Hi Susi (dein Name?)

sei mir nicht böse, mit den Bildern kann kein Mensch der Welt dir sagen um welchen Fisch es sich handelt.


----------



## SusiS. (30. Aug. 2009)

*AW: Wer kennt diese Fische ?*

Hallo, 

tja, leider sind sie nicht sehr fotogen und lassen sich wenn überhaupt nur beim füttern einigermaßen nahe ans Ufer locken,

wobei finde ich es immer sehr interessant, wenn mir wer sagt oder schreibt, was alle Menschen der Welt so können ;-)


----------



## SusiS. (30. Aug. 2009)

*AW: Wer kennt diese Fische ?*

Falls doch noch einen Mensch auf der Welt gibt, der irgendetwas erkennen kann, könnte dieser es jetzt mal hier versuchen ;-)


----------



## robsig12 (30. Aug. 2009)

*AW: Wer kennt diese Fische ?*

Falsch verstanden?


----------



## robsig12 (30. Aug. 2009)

*AW: Wer kennt diese Fische ?*



SusiSorglos schrieb:


> Hallo,
> 
> tja, leider sind sie nicht sehr fotogen und lassen sich wenn überhaupt nur beim füttern einigermaßen nahe ans Ufer locken,
> 
> wobei finde ich es immer sehr interessant, wenn mir wer sagt oder schreibt, was alle Menschen der Welt so können ;-)

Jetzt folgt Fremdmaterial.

Issue #366, opened 2026-04-22
refactor: capability-based features for bitrouter binary and bitrouter-api SDK


FrozenArcher404:
## Summary

Refactor the workspace so that **feature flags reflect distinct dependency trees**, and so that the **`bitrouter-api` SDK is the central extension surface**, with sub-crates introduced only when they bring new heavyweight integration dependencies.

A feature exists **only if enabling it pulls a meaningfully different dep tree**. If two flags drag the same crates, they collapse into one. If a flag is purely a module-visibility toggle with no dep-tree delta, it isn't a feature — the code is always built.

In `bitrouter`, features describe **bundles of capability** (the "kind of bitrouter" you want), not individual toggles. Accounts (DB-backed identity / spend) and Payments (MPP + signing) are **core to the product** and baked in unconditionally; they are not behind features.

This issue is a **design proposal**, not an implementation plan.

### 1. `bitrouter` binary features are backend-shaped, and most heavy deps are unconditional anyway

Today's `bitrouter/Cargo.toml` exposes `tui`, `sqlite`, `postgres`, `mysql`, `mpp-tempo`, `mpp-solana`, `mcp`, `rest`. These describe *backends*, not *what the user wants the binary to do*. Several heavy dependencies are already unconditional (`sea-orm`, `ows-*`, `alloy`, `warp`, `reqwest`, `tracing-subscriber`, `dialoguer`, `clap` full, `dirs`) — so the existing flags don't actually shrink the binary.

We embrace that for accounts and payments (they're product-core), but the *interactive operator* and *TUI* surfaces are large, optional dep trees that should be feature-gated.

### 2. `bitrouter-api` (the SDK) under-gates its modules — and over-gates others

Hi Susi, (ich glaube einfach mal es ist dein Name)

ich habe Dir geschrieben sei mir nicht böse. Aber es wird bestimmt Menschen geben, die alles sehen können,

Mein Tip mach bessere Fotos, und wir können Dir sagen was es ist!

Wieso fägst Du eigentlich nicht deinen Nachbarn????

:crazy


----------



## SusiS. (30. Aug. 2009)

*AW: Wer kennt diese Fische ?*

Hi,



> Hi Susi, (ich glaube einfach mal es ist dein Name)



falsch geglaubt.



> ich habe Dir geschrieben sei mir nicht böse. Aber es wird bestimmt Menschen geben, die alles sehen können,



Ich bin dir nicht böse, nur weil du scheinbar nichts erkennst. 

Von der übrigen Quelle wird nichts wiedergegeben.